Riad Hijab defected from President Bashar al-Assad's regime on August 5
Syrian former prime minister Riad Hijab, who defected last week, holds a press conference in the Jordanian capital Amman on August 14, 2012. Hijab said that the Syrian regime was collapsing and now only controlled about a third of the conflict-ridden country. AFP PHOTO/KHALIL MAZRAAWI © Khalil Mazraawi - AFP/File
Riad Hijab defected from President Bashar al-Assad's regime on August 5
AFP
Last updated: November 5, 2012

Syrian ex-Prime Minister in opposition talks with Ankara

Syria's former prime minister Riad Hijab met Turkish Foreign Minister Ahmet Davutoglu on Monday to discuss efforts to restructure the fragmented Syrian opposition, a diplomatic source told AFP.

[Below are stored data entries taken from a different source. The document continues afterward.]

PR #303, opened 2024-04-03
Add mappings for media keys

sasha0552:
Related: neutrinolabs/xrdp#3022
Fixes: neutrinolabs/xrdp#1725
Fixes: #211

PR #316, opened 2024-06-12
Move to evdev keycodes

### LINKED ISSUE #211: XRDP Keyboard evdev support?
Is it possible to switch XRDP to evdev keyboard rules or at least make it compatible?

All ubuntu 20.04 flavors (gnome, xfce, ...) seem to use 'evdev' keyboards:
> setxkbmap -query -v
> Trying to build keymap using the following components:
> keycodes:   evdev+aliases(qwertz)
> types:      complete
> compat:     complete
> symbols:    pc+de+inet(evdev)
> geometry:   pc(pc105)
> rules:      evdev
> model:      pc105
> layout:     de

However when i connect to this same machines via XRDP i get a 'base' rule with a 'xfree86' setting:
> setxkbmap -query -v
> Trying to build keymap using the following components:
> keycodes:   xfree86+aliases(qwertz)
> types:      complete
> compat:     complete
> symbols:    pc+de
> geometry:   pc(pc104)
> rules:      base
> model:      pc104
> layout:     de

As far as i understand this might be intended to make it compatible for Xvnc sessions. However i don't use Xvnc sessions as i connect to Xorg sessions via xorgxrdp extensions.
So, how can i switch XRDP to evdev to make it behave exactly like it does on the X console?

My problem arises with certain applications (mostly remote consoles) that do work on the machine's X console as intended but having keyboard issues when i access my machine via XRDP. They all suffer the same problem of ignoring alt-gr keys (german keyboard @, \, ...) and actually no cursor keys - only cursor-down seems to be enter.
The same effect appears if i switch keyboard to 'evdev' in running XRDP session via `setxkbmap -rules evdev`
Then all applications have this same problem. So it seems to me that these applications won't play with 'base' mode but need 'evdev' rules?

So question is, what can be done to make XRDP play with 'evdev' rules. I tried this on ubuntu 20.04, xubuntu20.04 with xrdp 0.9.12 (ubuntu repos) and 0.9.18 built from source - all the same. Any ideas? 

Is this a bug or a limitation of the current implementation?
https://github.com/neutrinolabs/xrdp/issues/179 seems to imply that there is a way to switch to evdev rules (breaking Xvnc - but that would be ok for me) but it does not tell what needs to be done to achieve this. As this is quite old i'm not sure if it still applies.

matt335672:
Fixes #211

Depends on neutrinolabs/xrdp#3138

See also #303 

Uses the evdev X11 keycodes passed over from xrdp, so that these do not have to be mapped within xorgxrdp as well.

I'm hoping this is more readable than it was. I've removed a lot of magic numbers

### DIFF
--- a/module/rdp.h
+++ b/module/rdp.h
@@ -130,14 +130,24 @@ typedef struct _rdpPointer rdpPointer;
 
 struct _rdpKeyboard
 {
-    int pause_spe;
-    int ctrl_down;
-    int alt_down;
-    int shift_down;
+    /**
+     * State of tab key
+     *
+     * Used to remove mstsc.exe tab KeyRelease before and after TS_SYNC_EVENT
+     */
     int tab_down;
-    /* this is toggled every time num lock key is released, not like the
-       above *_down vars */
-    int scroll_lock_down;
+
+    /**
+     * Whether or not to skip the next numlock key press/release
+     */
+    int skip_numlock;
+
+    int x11_keycode_caps_lock; ///< Used in TS_SYNC_EVENT processing
+    int x11_keycode_num_lock; ///< Used in TS_SYNC_EVENT processing
+    int x11_keycode_scroll_lock; ///< Used in TS_SYNC_EVENT processing
+
+    int scroll_lock_down; ///< Whether key is up/down
+    int scroll_lock_state; ///< Toggle state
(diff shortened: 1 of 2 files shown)


matt335672:
Status update - this is turning into more work than I expected on the xrdp side, but I'm still looking at it.

PR #264, opened 2021-04-13
peakfinder: remove extra append to fwhms

arunpersaud:
The  fwhm gets appended a few lines below again. To me it seem as if it is a bug to also append outside of the if following if statement.


markbandstra (approved):
Wow, this is definitely a bug and needs to be fixed. Unclear to me how it's not been noticed before.

PR #265, opened 2021-04-20
Calibration fit statistics

jvavrek:
Fit stats for calibrations:
 - R^2
 - chi^2
 - dof
 - reduced chi^2

### DIFF
--- a/becquerel/core/calibration.py
+++ b/becquerel/core/calibration.py
@@ -406,6 +406,10 @@ class Calibration(object):
     def points_y(self):
         return self._points_y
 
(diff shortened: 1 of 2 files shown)


jvavrek:
@markbandstra any thoughts on this one? In addition to fit statistics, I also added a `plot()` method similar to what I added to `energycal.py` earlier. There are also some basic tests that we can expand upon if we add more tests of correctness before merging this into `main`.

markbandstra (approved):
Great addition, thanks for adding these features!

PR #266, opened 2021-04-23
update peakfinder to suppress double peaks and update plots

jvavrek:
TODO:
- [x] add a regression test: test that old peakfinder logic produces double peaks and new logic does not

### DIFF
--- a/becquerel/core/peakfinder.py
+++ b/becquerel/core/peakfinder.py
@@ -302,11 +302,12 @@ class PeakFinder(object):
     def plot(self, facecolor="red", linecolor="red", alpha=0.5, peaks=True):
         """Plot the peak signal-to-noise ratios calculated using the kernel."""
         bin_edges = self.spectrum.bin_edges_raw
+        bin_centers = self.spectrum.bin_centers_raw
 
         if facecolor is not None:
-            plt.fill_between(bin_edges[:-1], self.snr, 0, color=facecolor, alpha=alpha)
+            plt.fill_between(bin_centers, self.snr, 0, color=facecolor, alpha=alpha)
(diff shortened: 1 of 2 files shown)


becquerel/core/peakfinder.py
```diff
@@ -389,15 +390,9 @@ def find_peaks(self, xmin=None, xmax=None, min_snr=2, max_num=40):
...
-        d1 = (self.snr[2:] - self.snr[:-2]) / 2
-        d1 = np.append(0, d1)
-        d1 = np.append(d1, 0)
-        d2 = self.snr[2:] - 2 * self.snr[1:-1] + self.snr[:-2]
-        d2 = np.append(0, d2)
-        d2 = np.append(d2, 0)
+
         # find maxima
-        peak = (d1[2:] < 0) & (d1[:-2] > 0) & (d2[1:-1] < 0)
+        peak = (self.snr[2:] <= self.snr[1:-1]) & (self.snr[:-2] < self.snr[1:-1])
```
markbandstra, line 395: I was initially hesitant to remove the first and second derivative logic here since it incorporates information from another index away and thus might be smoother and less noisy, however since `snr` is already smoothed it's a moot point.

markbandstra: Optional, but what do you think about this ordering, I find it more logical:

`peak = (self.snr[:-2] < self.snr[1:-1]) & (self.snr[1:-1] >= self.snr[2:])`

jvavrek: Sure

markbandstra (approved):
Thanks, looks good!

PR #269, opened 2021-04-28
Run actions on schedule (nightly) and manually

jccurtis:
See title 😄

### DIFF
--- a/.github/workflows/coveralls.yaml
+++ b/.github/workflows/coveralls.yaml
@@ -4,6 +4,7 @@ on:
   push:
     branches: [ $default-branch ]
   pull_request:
+  workflow_dispatch:
 
 jobs:
   coveralls_test:
--- a/.github/workflows/tests.yaml
+++ b/.github/workflows/tests.yaml
@@ -11,6 +11,10 @@ on:
   push:
     branches: [ $default-branch ]
   pull_request:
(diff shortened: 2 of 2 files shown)


jccurtis:
@markbandstra this fixes the issue with the coveralls default branch from earlier. Just needed to reset everything. This also adds nightly builds and manually triggered builds.

markbandstra:
> Just needed to reset everything.

Can you elaborate on this in case we run into the same issue in the future? Is it the addition of `workflow_dispatch:` to `coveralls.yaml`?

jccurtis:
@markbandstra For sure. I needed to login to coveralls.io with my github creds. 

Then I went to repos:

image

Then settings:

image

Then delete at the bottom of the page:

image

Then I went to add repo:

image

Then found becquerel and turned it on. (In the following screenshot it is already on):

image

This purged old coverage info but correctly picked up the default branch (`main`). I think I originally set this up before we changed the default branch. Technically coveralls claims this will be picked up upon a resync in the settings but that did not work for me. This [issue](https://github.com/lemurheavy/coveralls-public/issues/36) details a similar problem.

markbandstra:
@jccurtis Great, thanks for adding that information.

markbandstra (approved):
Looks great

PR #274, opened 2021-06-02
np.float and np.int are deprecated

### LINKED ISSUE #272: np.float is deprecated
I get a lot of these now:

```
DeprecationWarning: `np.float` is a deprecated alias for the builtin `float`. To silence this warning, use `float` by itself. Doing this will not modify any behavior and is safe. If you specifically wanted the numpy scalar type, use `np.float64` here.
Deprecated in NumPy 1.20; for more details and guidance: https://numpy.org/devdocs/release/1.20.0-notes.html#deprecations
```

Should be an easy fix.

cosama:
Closes #272.

This fixes those to to `float` and `int`.

### DIFF
--- a/becquerel/core/fitting.py
+++ b/becquerel/core/fitting.py
@@ -429,7 +429,7 @@ class Fitter(object):
     @y_unc.setter
     def y_unc(self, y_unc):
         if y_unc is not None:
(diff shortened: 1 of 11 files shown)


markbandstra (approved):
Looks good

PR #276, opened 2021-06-18
small code cleanup: use default arguments of dict.pop() and get()

arunpersaud:


markbandstra (approved):
Thanks, that definitely simplifies the code!

PR #278, opened 2021-07-01
Test specific_activity prop against NRC values where possible

jvavrek:
I was double-checking a few things and thought these tests would be useful. As documented, we compare the specific activities returned by `bq.Isotope` against values from an NRC publication where possible. For most of the isomers, this isn't possible, so we just test against bq's current results as a sort of regression test.


markbandstra (approved):
Good catch

PR #279, opened 2021-07-14
Fix #257 - fitting plot color cycles

### LINKED ISSUE #257: Fitter.custom_plot fails if more than three model components
`Fitter.custom_plot` fails with a `IndexError: list index out of range` if there are more than three components to the model. The culprit is [this line](https://github.com/lbl-anp/becquerel/blob/main/becquerel/core/fitting.py#L853-L854):

```python
        colors = ["#1f78b4", "#33a02c", "#6a3d9a"]
```

A possible fix would be to extend the list like this:
```python
        colors = ["C0", "C2", "C4", "C5", "C6", "C7", "C8", "C9"]
```
where I left out `"C1"` and `"C3"` since they are similar to other colors used in the plot (the centroids and best fit, respectively).

markbandstra:
Still generates errors when trying to create a regression test though. @cosama please have a look.


cosama:
@markbandstra I added a test for multiple gaussians and also an example to the notebook: https://github.com/lbl-anp/becquerel/blob/fix-issue-257/examples/fitting.ipynb. I think this ended up quite a productive meeting.

tests/fitting_test.py
```diff
@@ -317,3 +316,41 @@ def test_with_roi(self, sim_high_stat):
             compare_counts(fitter)
         # fitter.custom_plot()
         # plt.show()
+
+
+@pytest.mark.parametrize("method", ["lmfit", "lmfit-pml", "minuit-pml"])
+def test_gauss_gauss_gauss_line(method):
```
jvavrek, line 322: I think just document this test a bit and then we're good to go.

jvavrek (approved):

markbandstra:
Oops, just saw the approval, but there was a change requested... what should we do?

jvavrek:
> Oops, just saw the approval, but there was a change requested... what should we do?

Hotfix or don't worry about it. It's minor.

PR #280, opened 2021-07-21
Implement a square root binning function

dhellfeld:
Simple util to generate square root bins.

### DIFF
--- a/becquerel/core/utils.py
+++ b/becquerel/core/utils.py
@@ -131,11 +131,13 @@ def sqrt_bins(bin_edge_min, bin_edge_max, nbins):
     Square root binning
 
     Args:
-      bin_edge_min (float): Minimum bin edge (must be greater than 0)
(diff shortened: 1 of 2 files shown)


becquerel/core/utils.py
```diff
@@ -124,3 +124,18 @@ def bin_centers_from_edges(edges_kev):
...
     centers_kev = (edges_kev[:-1] + edges_kev[1:]) / 2
     return centers_kev
+
+
+def sqrt_bins(bin_min, bin_max, nbins):
+    """
+    Square root binning
+
+    Args:
+      bin_min (float): Minimum bin edge (must be greater than 0)
```
jvavrek: >= 0, right? Also, maybe worth checking with an `assert`, otherwise we just get less-than-clear `nan`s

dhellfeld: Good call. Added.

dhellfeld:
@jccurtis Thoughts

Issue #65, opened 2017-05-24
Floating-point precision in exponential decays


bplimley:
`IsotopeQuantity.decays_from` and `IsotopeQuantity.from_decays` can suffer in precision if halflife >> time interval. This is because the calculations involve a `1 - np.exp(-decay_const * time)` kind of expression, and if `decay_const * time` is very small, the exponent is very close to 1, and the difference loses precision because of these two floating point quantities. See `np.spacing`.

Better precision could be achieved in some cases by a Taylor series approximation:
```
1 - exp(-lambda * t)
~= 1 - (1 - lambda * t)
~= lambda * t
```
The code could use `np.spacing` to check whether the series approximation or floating point has better precision.

This is relevant for long-lived isotopes like K-40. (I'm getting ~0.1% loss of precision for an hour's interval with K-40, which was causing tests to fail.)

jvavrek:
https://numpy.org/doc/stable/reference/generated/numpy.expm1.html

PR #281, opened 2021-09-01
use np.expm1 for hopefully better precision in decay calcs

jvavrek:
Just trying this out for #65 quickly. `np.expm1` works but so far I have not been able to improve the tests---maybe it's a `float` precision issue and not specifically the accuracy of the exponential function(s).


jvavrek:
I get 0.3% error in Th-232

jvavrek:
From the Th-232 test case:
```
coeff: 5.648098347704398e-15
1-exp: 5.662137425588298e-15
expm1: 5.648098347704382e-15
```
The `1-exp` definitely suffers from more accuracy loss than `expm1`. Even if we can't improve the test here, the `1-exp` pattern should generally be avoided.

jvavrek:
I think the roundoff error shows up in the `quantity_at` method:
```py
print(f'{np.exp(-dt * self.decay_const) :.15e}')
```
gives
```
9.999999999999943e-01
```
whereas wolfram alpha gives
```
9.99999999999994351901652295618e-01
```
and so on

jvavrek:
Using the [mpmath library](https://mpmath.org/doc/current/basics.html) I was able to narrow down the problem to (surprise, surprise) the subtraction of two large floats in computing the number of decays from initial and final atoms.
```
decays_mp = A0_mp - A1_mp  # mpmath
# mpf('1338260399.999996220686822980893623310176184366976369411076073521060728603480625388314873533635429211721')
```

```
decays_py = A0_py - A1_py  # numpy
# 1342177280.0
```

for a ratio of
```
decays_mp / decays_py
# mpf('0.9970816969871492838016323602897102461577835433009038948089432128226225104038606497011136514212408749203')
```

The minimal fix seems to be to use `mp` instead of `np` in `quantity_at`:
```py
return self._ref_quantities[quantity] * mp.exp(-dt * self.decay_const)
```
but we import mpmath we might as well use it throughout. I'll think of how to try/except the import, and use numpy (and warn) if necessary.

tests/isotope_qty_test.py
```diff
@@ -1,7 +1,15 @@
 import datetime
 from dateutil.parser import parse as dateutil_parse
 import copy
-import numpy as np
+
+try:
+    from mpmath import mp as xp
```
markbandstra, line 6: Is `mpmath` something we would want to include in `requirements.txt`?

jvavrek: That would be ideal. It has gotten a little messy trying to account for both numpy and mpmath

jvavrek:
@markbandstra pointed out that we might be able to just rewrite the problematic `decays_from` method:
```py
t0 = utils.handle_datetime(start_time, error_name="start_time")
t1 = utils.handle_datetime(stop_time, error_name="stop_time")
dt = (t1-t0).total_seconds()
return self.atoms_at(start_time) * (-np.expm1(-dt * self.decay_const))
```
but this seems to introduce _more_ test failures on main

alexmalins:
Hi all,

I recently discovered the `becquerel` package. I read this PR and issue #65 with interest due to tackling similar issues when writing one of my own [codes](https://github.com/alexmalins/radioactivedecay).

The solution I came up with uses [SymPy](https://www.sympy.org/en/index.html) arbitrary precision computations, which also employs the mpmath library on the backend. Empirically I found that carrying 320 significant figures of precision through the decay calculations was sufficient to ensure no numerical error in the result once cast back into a double-precision float. 

But as this was only empirical, it would benefit from checking further against the final solution you use for `becquerel` once it is ready. And also to check against the specific test cases you had issues with, as I may not have considered similar scenarios.

It would be great to open a discussion & share experiences on this given the overlap.

jvavrek:
Thanks @alexmalins, I'll take a look. Your radioactivedecay module looks pretty nice, as well!

jvavrek:
@markbandstra I thought about this a bit more and `uncertainties` is going to create conflicts with basically any arbitrary-precision math library. AFAIK we can't do a `ufloat` of `sympy` arbitrary-precision numbers or the reverse, a `sympy` object comprising the two values in the `ufloat`.

I think the only workaround would be to implement a "`USFloat`", basically just a class with a nominal value and standard deviation both defined as separate `sympy` objects... but then we would have to reimplement all the basic math _and_ error propagation. Not worth it, IMO.

There is a package called [maabara](https://github.com/c2man/maabara/blob/master/docs/user_guide.rst) (stale since 2014) that could potentially solve this.

Otherwise, I think the best thing to do here is to revert everything to numpy, replace `1-exp()` with `np.expm1()`, and call it a day.

markbandstra:
So in the end are there any tests that need to be adjusted?

jvavrek:
> So in the end are there any tests that need to be adjusted?

Not at this time. I think the last batch of failed tests was due to NNDC connection issues.

markbandstra (approved):
Looks good for now, and gives us food for thought for the future if we need to revisit this issue.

"The ways to address the Syrian crisis and a reorganisation among the Syrian opposition ranks were discussed," in the meeting, the source said on condition of anonymity.

The deteriorating humanitarian situation in Syria was also addressed, the same source added.

Hijab defected from President Bashar al-Assad's regime on August 5 after just two months in the post.

He has been in contact with Turkish leaders and met some of them in September in Istanbul to exchange views on resolving the Syrian conflict, the source noted.

Turkey extends logistical support to the Syrian political and armed opposition which have operational bases inside the country. It also hosts over 100,000 Syrian refugees who have fled across the border.

Hijab and Davutoglu's meeting came after US Secretary of State Hillary Clinton criticised the main opposition Syrian National Council for no longer being able to remain "the visible leader of the opposition".

"There needs to be an opposition that can speak to every segment and every geographic part of Syria," Clinton said, calling for a strong structure to represent all Syrians.

The SNC launched on Sunday a four-day meeting in Doha to seek ways to broaden its representation to every segment in Syria.

The Syrian conflict erupted in March 2011 when Damascus army moved to crush pro-reform protests, triggering an armed uprising that has taken 36,000 lives, according to the Syrian Observatory for Human Rights.